Aside from the poorly organized contest, I will discuss my solutions for the 3 problems presented. Apparently I didn't save the problem descriptions and the site is down at the moment. However, a quick search on "double squares peg games studious student" will give you the problem descriptions and perhaps other solutions in other languages.
Problem 1 - Double Squares
This problem can be solved in linear time O(sqrt(2^31)) = O(46341) per test case. The idea is to find two pairs (L,R) that satisfy L*L + R*R == X. We begin from L = 0 and R = 46341 and start scanning. It can be proven that if (L*L + R*R > X) then the next "satisfying pair" (L,R) will be on (L,R-1), similarly on the two other cases.
#include <stdio.h>
int main(){
int N,X,res;
scanf("%d",&N);
while (N--){
scanf("%d",&X);
long long L=res=0, R=46341; // R = sqrt(2^31)
while (L<=R){
long long Y = L*L + R*R;
if (Y > X) R--;
else if (Y < X) L++;
else res++, L++;
}
printf("%d\n",res);
}
}
Problem 2 - Peg Game
Dynamic Programmers veteran will immidiately see the solution :). We can first set the last row probability to zero except the goal's column which have probability one. Then we can start filling out the probabilites for the second to last row and so on up to the first row. We only need to calculate probability for empty cells '.'. If the cell has two possible branches, the probability is taken 0.5 and 0.5 from each branch. Otherwise, the full probability of the only branch is copied (as well as for the fall through case).
#include <stdio.h>
#include <string.h>
#define REP(i,n) for (int i=0,_n=n; i<_n; i++)
double p[111][222];
char m[111][222];
int N,R,C,K,M,r,c;
int main(){
scanf("%d",&N);
while (N--){
scanf("%d %d %d %d",&R,&C,&K,&M);
memset(m,'.',sizeof(m)); // creates empty board
REP(i,R){
if (i%2==0){
REP(j,C) m[i][2*j] = 'x'; // pegs for the odd rows
} else {
REP(j,C-1) m[i][2*j+1] = 'x'; // pegs for the even rows
m[i][0] = m[i][2*C-2] = ' '; // wall on the left and right
}
}
REP(i,M) scanf("%d %d",&r,&c), m[r][2*c + r%2] = '.'; // mark missing pegs
REP(i,C) p[R-1][2*i+1] = 0.0; // clear last row probability
p[R-1][2*K+1] = 1.0; // set the goal probability = 1.0
for (int i=R-2; i>=0; i--) // do dynamic programming from bottom to top
REP(j,2*C-1) if (m[i][j]=='.'){ // only calculate probability for empty cells
if (m[i+1][j]=='x'){
if (m[i+1][j-1]==' ') p[i][j] = p[i+1][j+1]; // only consider right
else if (m[i+1][j+1]==' ') p[i][j] = p[i+1][j-1]; // only consider left
else p[i][j] = (p[i+1][j+1] + p[i+1][j-1]) / 2.0; // consider both
} else if (m[i+1][j]=='.'){
p[i][j] = p[i+1][j]; // fall through
}
}
int col = 0; double maxp = -1;
REP(j,C-1) if (p[0][j*2+1] > maxp) // loop through the first row
maxp = p[0][j*2+1], col = j; // and keep track the best probability
printf("%d %.6lf\n",col,maxp);
}
}
Problem 3 - Studious Student
Again, Dynamic Programming is the way. The DP state is dp[mask] = the least lexicographic string using the words in the mask.

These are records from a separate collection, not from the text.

Issue #2712, opened 2025-02-11
Implement installability check for Packit as a Fedora dist-git CI


lachmanfrantisek:
Run [installability check](https://github.com/fedora-ci/installability-pipeline) for successful Koji scratch builds on Fedora dist-git pull-requests.

You can also consider defining another plan and putting it e.g. [here](https://github.com/packit/tmt-plans). Maybe also making [the upstream one](https://gitlab.com/testing-farm/tests/-/blob/main/packit/install-and-verify.sh) usable both upstream and downstream.

*This is a part of the phase 2 of https://github.com/packit/packit-service/issues/2692*

keszybz:
At the risk of sounding like a scratched record, *please* make the installability check actually useful. Since you're implementing a new thing, it'd be great time to improve on what we had before.

Currently, it tries to install all packages in the build, which cannot work in many cases. https://pagure.io/fedora-ci/general/issue/448 has a long discussion and links to issues.

LecrisUT:
Re: installing all pqckages, probably it would be sufficient to make the artifacts empty for those tests like setting `skip_build`.

Another issue brought up was to use rhel builders for epel-9.

lbarcziova:
> Also installability tmt plan should be [this one](https://github.com/fedora-ci/installability-pipeline/blob/master/installability.fmf) actually. Regarding the link to install-and-verify.sh link

That one is also linked in the description (the repo).

When implementing this, consider implementing the retriggering also, or create a follow-up issue.

LecrisUT:
Most of the tmt plans in Fedora CI should be simple to port, since it only involves providing the appropriate Koji task ID and a few other environment variables. A bit unfortunate that you would have to navigate the implementation to find the necessary input, but some of them have it in the `prepare` step. It would be nice to consolidate the tests in a single repo, but better to defer that for after packit takes over Fedora CI.

nforro:
Just an update, I'm still actively working on this, hopefully a PR with the implementation will appear soon.

PR #2782, opened 2025-04-23
Implement installability check for Packit as a Fedora dist-git CI

nforro:
Fixes https://github.com/packit/packit-service/issues/2712.

RELEASE NOTES BEGIN

Installability check is now being run as part of CI on dist-git pull requests.

RELEASE NOTES END

### DIFF
--- a/packit_service/worker/handlers/abstract.py
+++ b/packit_service/worker/handlers/abstract.py
@@ -47,11 +47,11 @@ MAP_REQUIRED_JOB_TYPE_TO_HANDLER: dict[JobType, set[type["JobHandler"]]] = defau
     set,
 )
 SUPPORTED_EVENTS_FOR_HANDLER: dict[type["JobHandler"], set[type["Event"]]] = defaultdict(set)
-SUPPORTED_EVENTS_FOR_HANDLER_FEDORA_CI: dict[type["JobHandler"], set[type["Event"]]] = defaultdict(
-    set
+SUPPORTED_EVENTS_FOR_HANDLER_FEDORA_CI: dict[type["FedoraCIJobHandler"], set[type["Event"]]] = (
+    defaultdict(set)
 )
 MAP_COMMENT_TO_HANDLER: dict[str, set[type["JobHandler"]]] = defaultdict(set)
-MAP_COMMENT_TO_HANDLER_FEDORA_CI: dict[str, set[type["JobHandler"]]] = defaultdict(set)
+MAP_COMMENT_TO_HANDLER_FEDORA_CI: dict[str, set[type["FedoraCIJobHandler"]]] = defaultdict(set)
 MAP_CHECK_PREFIX_TO_HANDLER: dict[str, set[type["JobHandler"]]] = defaultdict(set)
 
 
@@ -128,7 +128,7 @@ def reacts_to_as_fedora_ci(event: type["Event"]):
     ```
     """
 
-    def _add_to_mapping(kls: type["JobHandler"]):
+    def _add_to_mapping(kls: type["FedoraCIJobHandler"]):
         SUPPORTED_EVENTS_FOR_HANDLER_FEDORA_CI[kls].add(event)
         return kls
 
@@ -183,7 +183,7 @@ def run_for_comment_as_fedora_ci(command: str):
     ```
     """
 
-    def _add_to_mapping(kls: type["JobHandler"]):
+    def _add_to_mapping(kls: type["FedoraCIJobHandler"]):
         MAP_COMMENT_TO_HANDLER_FEDORA_CI[command].add(kls)
         return kls
 
@@ -463,3 +463,11 @@ class RetriableJobHandler(JobHandler):
 
     def run(self) -> TaskResults:
         raise NotImplementedError("This should have been implemented.")
+
+
+class FedoraCIJobHandler(JobHandler):
+    check_name: str = ""
+
+    @classmethod
+    def get_check_names(cls, service_config: ServiceConfig, metadata: EventData) -> list[str]:
+        return [cls.check_name] if cls.check_name else []
--- a/packit_service/worker/handlers/abstract.py
+++ b/packit_service/worker/handlers/abstract.py
@@ -224,6 +224,8 @@ class TaskName(str, enum.Enum):
     installation = "task.run_installation_handler"
     testing_farm = "task.run_testing_farm_handler"
     testing_farm_results = "task.run_testing_farm_results_handler"
+    downstream_testing_farm = "task.run_downstream_testing_farm_handler"
+    downstream_testing_farm_results = "task.run_downstream_testing_farm_results_handler"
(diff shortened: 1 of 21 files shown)


packit_service/worker/helpers/testing_farm.py
```diff
@@ -141,6 +141,285 @@ def parse_unknown_arguments(self, unknown_args: list[str]) -> None:
                 break
 
 
+class TestingFarmClient:
```
mfocko, line 146: Do you think it would make sense to take this out to a separate source file?

mfocko: I'm kinda for removing the `ServiceConfig` from the `TestingFarmClient` and pass directly API URL, token and ranch…

We should probably open at least an issue for that; I checked how is this client-logic handled in the TF CLI (to check if it's feasible to reuse it), but there are no abstractions :/

mfocko (approved):

packit_service/worker/helpers/testing_farm.py
nforro: > Do you think it would make sense to take this out to a separate source file?

Yes, I think so.

> I'm kinda for removing the `ServiceConfig` from the `TestingFarmClient` and pass directly API URL, token and ranch…

Makes sense if we separate it from the helpers.

lbarcziova: +1 for passing those directly, should make it more readable for usage of internal/public TF

packit_service/worker/helpers/testing_farm.py
```diff
@@ -1476,3 +1487,266 @@ def report_status_to_configured_job(
...
+        all_tests = list(FEDORA_CI_TESTS.keys())
+        if metadata.event_type != pagure.pr.Comment.event_type():
+            return all_tests
+        comment_command_prefix = service_config.comment_command_prefix
+        # TODO: remove this once Fedora CI has its own instances and comment_command_prefixes
+        # comment_command_prefixes for Fedora CI are /packit-ci and /packit-ci-stg
+        if comment_command_prefix.endswith("-stg"):
+            comment_command_prefix = "/packit-ci-stg"
+        else:
+            comment_command_prefix = "/packit-ci"
```
lbarcziova, line 1531:
```suggestion
        comment_prefix = (
          "/packit-ci-stg" if service_config.comment_command_prefix.endswith("-stg")
          else "/packit-ci"
      )
```

packit_service/worker/helpers/testing_farm.py
```diff
@@ -1476,3 +1487,266 @@ def report_status_to_configured_job(
...
+        commands = get_packit_commands_from_comment(
+            metadata.event_dict.get("comment"), comment_command_prefix
+        )
+        if not commands:
+            return []
+        if len(commands) > 1 and (tests := [t for t in all_tests if t == commands[1]]):
+            return tests
```
lbarcziova, line 1538:
```suggestion
        if len(commands) > 1 and commands[1] in all_tests:
            return [commands[1]]
```

packit_service/worker/handlers/abstract.py
```diff
@@ -463,3 +465,11 @@ def __init__(
 
     def run(self) -> TaskResults:
         raise NotImplementedError("This should have been implemented.")
+
+
+class FedoraCIJobHandler(JobHandler):
+    check_name: str = ""
+
+    @classmethod
+    def get_check_names(cls, service_config: ServiceConfig, metadata: EventData) -> list[str]:
```
lbarcziova, line 474: this is returning a list because of the future use case of running multiple testsuits?

packit_service/worker/helpers/testing_farm.py
```diff
@@ -1476,3 +1487,266 @@ def report_status_to_configured_job(
...
+        )
+
+    @implements_fedora_ci_test("installability")
+    def _payload_installability(self, compose: str) -> dict:
+        git_repo = "https://github.com/fedora-ci/installability-pipeline.git"
+        git_ref = (
+            commands.run_command(["git", "ls-remote", git_repo, "HEAD"], output=True)
+            .stdout.strip()
+            .split()[0]
+        )
```
lbarcziova, line 1645: wouldn't `master` here be enough?

lbarcziova (commented):
looks really good!

packit_service/worker/handlers/abstract.py
nforro: Yes, so far there is only one test/suite: https://github.com/packit/packit-service/blob/a8b2d13d55dc21591cc5e680b74d190090bfbccb/packit_service/worker/helpers/testing_farm.py#L1638

packit_service/worker/helpers/testing_farm.py
nforro: > Do you think it would make sense to take this out to a separate source file?

Where should it be? In `packit_service/worker/helpers`? That doesn't seem like a good fit. Perhaps directly in `packit_service`?

lbarcziova: to me, having it in helpers sounds ok, as it will still be used just by the TFHelper, right?

packit_service/worker/helpers/testing_farm_client.py
```diff
@@ -0,0 +1,278 @@
...
+        )
+
+    def send_testing_farm_request(
+        self,
+        endpoint: str,
+        method: Optional[str] = None,
+        params: Optional[dict] = None,
+        data: Optional[dict] = None,
+    ) -> RequestResponse:
+        method = method or "GET"
```
mfocko, line 72:
```suggestion
        method: str = "GET",
        params: Optional[dict] = None,
        data: Optional[dict] = None,
    ) -> RequestResponse:
```

packit_service/worker/helpers/testing_farm_client.py
```diff
@@ -0,0 +1,278 @@
...
+            return False
+        return True
+
+    @classmethod
+    def get_request_details(cls, request_id: str) -> dict[str, Any]:
+        """Testing Farm sends only request/pipeline id in a notification.
+        We need to get more details ourselves."""
+        service_config = ServiceConfig.get_service_config()
+        self = cls(
+            api_url=service_config.testing_farm_api_url,
```
mfocko, line 113: ~~I guess it's coming from the original code, but could you add a comment here? It feels like we can't tell apart…~~ oh never mind, the API is public for both public and RH ranch :facepalm:

guess it deserves a comment anyways :D

lbarcziova (approved):
🚀

packit_service/worker/helpers/testing_farm_client.py
nforro: @mfocko Is this ok? https://github.com/packit/packit-service/blob/4dd28421c37345ad558fc9b5d653f4b2dcac7a0e/packit_service/worker/helpers/testing_farm_client.py#L113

The answer is dp[(1<<M)-1], that is the least lexicographic string using all the words.
#include <stdio.h>
#include <string>
#include <vector>
using namespace std;
#define REP(i,n) for (int i=0,_n=n; i<_n; i++)
string memo[1<<10];
vector<string> vs;
char s[1000];
int N,M;
string rec(int mask){
if (mask == (1<<M)-1) return "";
string &ret = memo[mask];
if (ret != "{") return ret;
REP(i,M) if (!(mask & (1<<i)))
ret = min(ret, vs[i] + rec(mask|(1<<i)));
return ret;
}
int main(){
scanf("%d",&N);
while (N--){
scanf("%d",&M);
vs.clear();
REP(i,M) scanf("%s",s), vs.push_back(s);
REP(i,1<<M) memo[i] = "{";
puts(rec(0).c_str());
}
}
Update: Eko Wibowo mentioned that a simple sort is enough, using the following comparison function:
bool cmp(const string &a, const string &b){
return (a+b) < (b+a);
}
Update: Suhendry mentioned that this problem is similar to this problem. The first two problems are also not original according to some TopCoders (see the TopCoder forum).